Beginning with the first line of the data below, set down each line exactly through the line that contains "tsgInitialize() and tsgFinalize()".
Top of Data extracts
PR #75, opened 2018-07-25
Fortran interface and tests

vreshniak:
Most of the Fortran tests are translated from the corresponding Matlab tests.

Important changes to the interface include:
  * Now Fortran interface does not require for the explicit calls to tsgInitialize() and tsgFinalize()
  * the parameter "output" in functions tsgSetAnisotropicCoefficients(), tsgEstimateAnisotropicCoefficients(), tsgSetGlobalSurplusRefinement(), tsgSetLocalSurplusRefinement() now assumes values >= 1


mkstoyanov:
OK to test.

InterfaceFortran/fortester.f90
```diff
@@ -19,192 +19,1518 @@
...
+  double precision :: res
+
+  res = sqrt(sum(abs(x)**2))
+end function 
+
+function norm1d(x) result(res)
+  double precision :: x(:)
+  double precision :: res
+
+  res = sqrt(sum(abs(x)**2))
```
mkstoyanov: * why is the `abs()` needed? Real numbers can just use `x**2`

InterfaceFortran/TasmanianSG.f90
```diff
@@ -154,501 +166,646 @@ Module TasmanianSG
...
-END SUBROUTINE tsgSetConformalTransformASIN
-!=======================================================================
-FUNCTION tsgIsSetConformalTransformASIN(gridID) result(isset)
-  INTEGER :: gridID, res
-  LOGICAL :: isset
-  CALL tsgica(gridID, res)
-  IF (res .EQ. 0)then
+  endif
+  if(present(levelLimits))then
+    call tsgshr(gridID, tolerance, rtype, theout, levelLimits)
```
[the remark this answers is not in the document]
mkstoyanov: * take all pointers that have optional values, e.g., can be `null` and add a flag in the C wrappers
* if the flag is true, use the value provided by the Fortran module, if false pass to C++ the `null` pointer
* this will cover *make* functions and *refine* functions, and refine
* double-check to see if there are other functions that take default values

InterfaceFortran/fortester.f90
```diff
@@ -19,192 +19,1518 @@
...
+! initialize random number generator
+call srand(seed)
+
+
+
+!=======================================================================
+!       tsgInitialize()
+!       tsgFinalize()
+!=======================================================================
+i_a = 8
```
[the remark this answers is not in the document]
mkstoyanov: * move this to the `tsgTestInternals()`

InterfaceFortran/fortester.f90
mkstoyanov: * remove the `abs()` things cannot be complex here

CHANGELOG.md
```diff
@@ -1,23 +1,43 @@
 Changelog for version 6.0
 --------------
 
+* added new grids and rules
```
mkstoyanov: * @vreshniak: at some point you make `pull` instead of `rebase`, which is now doubling up on many of changes that are already in the main (e.g., the changelog or fixed memory leaks or the use of `std::vector`).
* this is also going to make the review very hard, I'll give you comments on the Fortran module and wrapper, but the commit history will need a lot of work before it can be accepted
* let me know if you need help

vreshniak: I was going to ask you about this.
I wasn't able to push changes after rebase without pulling first.
I guess I can force push to resolve this issue.
Can we talk about this today?

mkstoyanov: I had a long meeting this morning, I will be in my office for the rest of the day.

InterfaceFortran/TasmanianSG.f90
```diff
@@ -154,501 +169,732 @@ Module TasmanianSG
...
+  integer :: rows, cols, length
+  double precision, pointer :: matrix(:,:), vector(:)
+  character, pointer :: string(:)
+contains
+!=======================================================================
+function tsgIsGlobal(id) result(res)
+  integer :: id, flag
+  logical :: res
+  call tsgisg(id, flag)
+  if (flag .eq. 1) then
```
mkstoyanov: * `tsgisg()` is a C function returning `flag` which is in fact an integer, basically an integer is used for a boolean/logical
* in C programming standard, integer `0` is considered `false` while `not-0` is considered `true`
* when using an integer as a C boolean/logical, you should never have statement such as `(flag .eq. 1)` as flag of 2, 3, and so on, is also technically `true`
* you wrote the `tsgisg()` and you know what it returns, but conform to the C standard, i.e., use
```
if (flag .ne. 0)
   res = .true.
...
```
or
```
if (flag .eq. 0)
  res = .false.
...
```

mkstoyanov: * fix the rest of the functions too

InterfaceFortran/TasmanianSG.f90
```diff
@@ -154,501 +166,646 @@ Module TasmanianSG
...
-  CALL tsgglp(gridID, p)
-END FUNCTION tsgGetLoadedPoints
+  allocate(p(rows,cols))
+  call tsgglp(gridID, p)
+end function tsgGetLoadedPoints
 !=======================================================================
-FUNCTION tsgGetNeededPoints(gridID) result(p)
-  DOUBLE PRECISION, pointer :: p(:,:)
-  INTEGER :: gridID, rows, cols
+function tsgGetNeededPoints(gridID) result(p)
```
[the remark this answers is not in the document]
mkstoyanov: * cannot use allocatable, got it!

InterfaceFortran/TasmanianSG.f90
```diff
@@ -154,501 +166,646 @@ Module TasmanianSG
...
+  integer :: gridID, numX
+  double precision :: x(:,:), y(:,:)
+  call tsgevb(gridID, x, numX, y)
+end subroutine tsgEvaluateBatch
+!=======================================================================
+subroutine tsgEvaluateHierarchicalFunctions(gridID, x, numX, y)
+  integer :: gridID, numX
+  double precision :: x(:,:), y(:,:)
+  double precision :: y_c_style(size(y,2),size(y,1))
+  call tsgehf(gridID, x, numX, y_c_style)
```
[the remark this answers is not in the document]
mkstoyanov: * if the grid is not Fourier, then call the C function, otherwise print an error message 
```
ERROR: called tsgEvaluateHierarchicalFunctions() on a Fourier grid, use tsgEvaluateComplexHierarchicalFunctions() instead
```
We will deal with rigorous error-checking and message passing later.

InterfaceFortran/TasmanianSG.f90
```diff
@@ -154,501 +166,646 @@ Module TasmanianSG
...
+  y = transpose(y_c_style)
+end subroutine tsgEvaluateHierarchicalFunctions
+!=======================================================================
+subroutine tsgEvaluateComplexHierarchicalFunctions(gridID, x, numX, y)
```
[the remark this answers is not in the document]
mkstoyanov: * same as above

InterfaceFortran/TasmanianSG.f90
```diff
@@ -154,501 +169,732 @@ Module TasmanianSG
...
+  allocate(truncate(N))
+  call tsgcre(gridID, truncate)
+end function tsgGetConformalTransformASIN
+!=======================================================================
+subroutine tsgPrintStats(gridID)
+  integer :: gridID
+  call tsgpri(gridID)
+end subroutine tsgPrintStats
+!=======================================================================
+function tsgTestInternals(verbose) result(res)
```
mkstoyanov: * If I read this correctly, the only way this test can pass is if it gets called before any `tsgNewGridID()`, is that correct?
* You can make the first command of the test to be `tsgClearAll()` and add comment that this will delete all grids.

InterfaceFortran/fortester.f90
```diff
@@ -27,184 +27,1483 @@
...
+double complex,   allocatable :: dcmplx_2d_a(:,:), dcmplx_2d_b(:,:), dcmplx_2d_c(:,:), dcmplx_2d_d(:,:)
+
+integer,          pointer :: int_pnt_1d_a(:),    int_pnt_1d_b(:),    int_pnt_1d_c(:)
+double precision, pointer :: double_pnt_1d_a(:), double_pnt_1d_b(:), double_pnt_1d_c(:)
+double complex,   pointer :: dcmplx_pnt_1d_a(:), dcmplx_pnt_1d_b(:), dcmplx_pnt_1d_c(:)
+
 
 ! must call tsgInitialize() once per program
-  CALL tsgInitialize()
+! call tsgInitialize()
```
mkstoyanov: * delete this line and the comment above

InterfaceFortran/fortester.f90
```diff
@@ -27,184 +27,1483 @@
...
+! call tsgMakeLocalPolynomialGrid(gridID_II, 2, 1, 5, 1, tsg_semi_localp)
+! points  => tsgGetPoints(gridID);  i_b = tsgGetNumPoints(gridID)
+! rnd     => rand(2,i_a)
+! pointsb =  -1.d0 + 2.d0 * rnd
+! allocate( double_2d_a(1,i_b), double_1d_b(i_b), double_2d_d(i_b,i_b) )
+! double_2d_a(1,:) = exp( -points(1,:)**2 - 2.d0 * points(2,:)**2 )
+! call tsgLoadNeededPoints(gridID, double_2d_a)
+! call tsgEvaluateHierarchicalFunctions(gridID,points,i_b,double_2d_d)
+! double_1d_b = tsgSolveLeastSquares(double_2d_d,double_2d_a,0.d0)
+! call tsgSetHierarchicalCoefficients(gridID_II,double_1d_b)
```
mkstoyanov: * So `tsgSetHierarchicalCoefficients()` is not tested right now? Here is the test:
```
call tsgMakeLocalPolynomialGrid(gridID,    2, 1, 5, 1, tsg_semi_localp)
call tsgMakeLocalPolynomialGrid(gridID_II, 2, 1, 5, 1, tsg_semi_localp)
...
call tsgLoadNeededPoints(gridID, double_2d_a)
double_1d_b = tsgGetHierarchicalCoefficients(gridID)
call tsgSetHierarchicalCoefficients(gridID_II,double_1d_b)
call tsgEvaluateBatch(gridID,pointsb,i_a,double_2d_b)
call tsgEvaluateBatch(gridID_II,pointsb,i_a,double_2d_c)
if ( norm2d(double_2d_b - double_2d_c) > 1.d-11 ) then
  ...
```
Basically, instead of using leas-squares, use another grid to compute the coefficients and see if you can properly copy-paste them from one grid to the next.

* remove the commented code

InterfaceFortran/tsgC2Fortran.cpp
```diff
@@ -104,30 +116,73 @@ void tsgwri_(int *id, const char *filename, int *binary){ _tsg_grid_list[*id]->w
...
 
 // create
-void tsgmg_(int *id, int *dimensions, int *outputs, int *depth, int *type, int *rule, const int *anisotropic_weights, double *alpha, double *beta, const int *llimits){
+void tsgmg_(int *id, int *dimensions, int *outputs, int *depth, int *type, int *rule, int *opt_flags,
+            const int *aniso_weights, double *alpha, double *beta, const char *customRuleFilename, const int *llimits){
+    double al, be;
+    const int  *aw, *ll;
+    const char *cfn;
+
+    opt_flags[0] == 1 ? aw  = aniso_weights : aw = 0;
```
mkstoyanov: * same as above, you should compare to `0` and not `1`, e.g., `opt_flags[0] != 0`

InterfaceFortran/tsgC2Fortran.cpp
```diff
@@ -104,30 +116,73 @@ void tsgwri_(int *id, const char *filename, int *binary){ _tsg_grid_list[*id]->w
...
+    opt_flags[1] == 1 ? al  = *alpha : al = 0;
```
mkstoyanov: why not:
```
al = (opt_falgs[1] != 0) *alpha : 0.0;
```
* this makes it explicit that you are assigning something to `al`
* also, to avoid confusion, I always use `0.0` for floats

InterfaceFortran/Examples/example_sparse_grids.f90
```diff
@@ -92,7 +92,7 @@ PROGRAM TasmanianSGExample
 ! using classical Smolyak grid with Clenshaw-Curtis points and weights
 
 ! must call tsgInitialize() once per program
-  CALL tsgInitialize()
+!  CALL tsgInitialize()
```
mkstoyanov: * delete this and other similar statements

InterfaceFortran/TasmanianSG.f90
mkstoyanov: * Yes, I want to be compliant with the C interface. I know this is not a conflict with your code, but it can confuse someone else. We should always comply with the standards of various languages, whenever we can and whenever we know what the actual standard is. We know this one standard.
* In most cases you can just change `.eq.` with `.ne.` or `==` to `!=`

InterfaceFortran/TasmanianSG.f90
vreshniak: * This is true
* Instead I can call tsggag(num_ag) first and use it as a base value

mkstoyanov: * Fix it either way, use a base value or call `tsgClearAll()` with an added comment

InterfaceFortran/tsgC2Fortran.cpp
vreshniak: This code also does not rely on C interpretation of true/false.
Do you want me to make everything be consistent with the C standard?

InterfaceFortran/tsgC2Fortran.cpp
vreshniak: You are right, this is better style.

InterfaceFortran/tsgC2Fortran.cpp
mkstoyanov: * Yes, it is not in many places and it is OK if you skip a spot or two, but we should be compliant everywhere.

InterfaceFortran/TasmanianSG.f90
vreshniak: However, we test tsgClearAll() at the end anyway

mkstoyanov: You decide, `tsgClearAll()` should be called at least once, and `tsgTestInternals()` should either not-crash or add comment about why it is crashing.

vreshniak: Also, current implementation of tsgEvaluateHierarchicalFunctions() allows one to call it on Fourier grid. 
The result is real array with twice as many elements.
Do you want me to change this?

mkstoyanov: Yes, if we have complex evaluate, there is no need to keep the other one.

InterfaceFortran/fortester.f90
```diff
@@ -1397,7 +1396,7 @@ program FORTESTER
 
 contains
 
-function rand(n,m) result(res)
+function random(n,m) result(res)
```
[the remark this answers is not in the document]
vreshniak: There is intrinsic rand() function.
I changed it to avoid confusion

InterfaceFortran/tsgC2Fortran.cpp
```diff
@@ -104,30 +116,73 @@ void tsgwri_(int *id, const char *filename, int *binary){ _tsg_grid_list[*id]->w
...
-void tsgmw_(int *id, int *dimensions, int *outputs, int *depth, int *order){
-    _tsg_grid_list[*id]->makeWaveletGrid(*dimensions, *outputs, *depth, *order);
+void tsgmw_(int *id, int *dimensions, int *outputs, int *depth, int *opt_flags, int *order, const int *llimits){
+    int ord;
+    const int *ll;
+
+    ord = (opt_flags[0] != 0) ? *order  : 1;
+    ll  = (opt_flags[1] != 0) ? llimits : 0;
+
+    _tsg_grid_list[*id]->makeWaveletGrid(*dimensions, *outputs, *depth, *order, llimits);
```
mkstoyanov: * bug, this should be:
```
_tsg_grid_list[*id]->makeWaveletGrid(*dimensions, *outputs, *depth, ord, ll);
```

InterfaceFortran/fortester.f90
```diff
@@ -27,184 +27,1471 @@
...
+     check_points( points(2,:), (/0.d0,-1.d0,1.d0/), (/1.d0/sqrt(3.d0)/) ) .or. &
+     check_points( points(3,:), (/0.d0,1.d0/), (/-1.d0,1.d0/sqrt(3.d0)/) ) ) then
+  write(*,*) "Mismatch in tsgSetAnisotropicRefinement: limits in make"
+  stop 1
+endif
+allocate( double_2d_a(1,i_b) )
+double_2d_a(1,:) = exp( -points(1,:)**2 - points(2,:)**2 )
+call tsgLoadNeededPoints(gridID, double_2d_a)
+call tsgSetAnisotropicRefinement( gridID, tsg_iptotal, 30, 1 )
+pointsb => tsgGetNeededPoints(gridID)
```
mkstoyanov: * must delete `pointsb` after the checks and before you call `pointsb =>` again in line 1230.

InterfaceFortran/fortester.f90
```diff
@@ -27,184 +27,1471 @@
...
+
+points => tsgGetNeededPoints(gridID);  i_b = tsgGetNumNeeded(gridID)
+allocate( double_2d_a(1,i_b) )
+double_2d_a(1,:) = exp( -points(1,:)**2 - points(2,:)**2 )
+call tsgLoadNeededPoints(gridID, double_2d_a)
+call tsgMergeRefinement(gridID_II)
+deallocate(points, double_2d_a)
+
+i_a = 20
+allocate( pointsb(2,i_a) );
```
mkstoyanov: * here you're allocating `pointsb` only to then have it immediately reassigned in line 1349. Get rid of this line.

InterfaceFortran/fortester.f90
```diff
@@ -27,184 +27,1471 @@
...
+
+points  => tsgGetPoints(gridID_II);     i_b = tsgGetNumPoints(gridID_II)
+allocate( double_2d_a(1,i_b) )
+double_2d_a(1,:) = exp( -points(1,:)**2 - points(2,:)**2 )
+call tsgLoadNeededPoints(gridID_II, double_2d_a)
+deallocate(points, double_2d_a)
+
+i_a = 30
+allocate( points(2,i_a), double_2d_a(1,i_a), double_2d_b(1,i_a) )
+rnd     => random(2,i_a)
```
mkstoyanov: deallocate `rnd` after you assign `points=`

InterfaceFortran/fortester.f90
```diff
@@ -27,184 +27,1471 @@
...
+
+  int  = sum( weights  * ( 1.d0/((1.d0+5.d0*points(1,:)**2)*(1.d0+5.d0*points(2,:)**2)) ) )
+  int2 = sum( weightsb * ( 1.d0/((1.d0+5.d0*pointsb(1,:)**2)*(1.d0+5.d0*pointsb(2,:)**2)) ) )
+
+  if ( abs(int-1.028825601981092d0**2) < abs(int2 - 1.028825601981092d0**2) ) then
+    write(*,*) "Mismatch in tsgMakeWaveletGrid: conformal map"
+    stop 1
+  endif
+enddo
+deallocate(points, pointsb, weights, weightsb)
```
mkstoyanov: the deallocate should be inside of the loop

InterfaceFortran/fortester.f90
```diff
@@ -27,184 +27,1471 @@
...
+i_b = 13
+allocate(double_2d_a(1,i_a), double_2d_b(1,i_b), double_2d_c(i_b,2*i_a), &
+         double_1d_a(i_b),   double_1d_b(i_b),   double_1d_c(i_b), pointsb(2,i_b), double_1d_d(2*i_a))
+double_2d_a(1,:) = exp( -points(1,:)**2 - 2.d0 * points(2,:)**2 )
+call tsgLoadNeededPoints(gridID, double_2d_a)
+rnd     => random(2,i_b)
+pointsb = -1.d0 + 2.d0 * rnd
+call tsgEvaluateBatch(gridID,pointsb,i_b,double_2d_b)
+
+allocate(dcmplx_1d_a(i_a),dcmplx_2d_c(i_a,i_b))
```
mkstoyanov: deallocate these at some point, after you are done with the two matrices

InterfaceFortran/fortester.f90
```diff
@@ -27,184 +27,1471 @@
...
+enddo
+deallocate(double_2d_a, double_2d_b, double_2d_c, double_1d_a, double_1d_b, pointsb, points)
+
+
+call tsgMakeGlobalGrid(gridID, 2, 1, 22, tsg_iptotal, tsg_chebyshev)
+points => tsgGetPoints(gridID)
+allocate(double_2d_a(1,tsgGetNumPoints(gridID)))
+double_2d_a(1,:) = exp( -points(1,:)**2 - points(2,:)**2 )
+call tsgLoadNeededPoints(gridID, double_2d_a)
+allocate(pointsb(2,1000),double_2d_b(1,1000),double_2d_c(1,1000))
```
mkstoyanov: you are setting `pointsb` here for evaluation, but you are not initializing with random values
Bottom of Data extracts
▸ Exercise output:
PR #75, opened 2018-07-25
Fortran interface and tests

vreshniak:
Most of the Fortran tests are translated from the corresponding Matlab tests.

Important changes to the interface include:
  * Now Fortran interface does not require for the explicit calls to tsgInitialize() and tsgFinalize()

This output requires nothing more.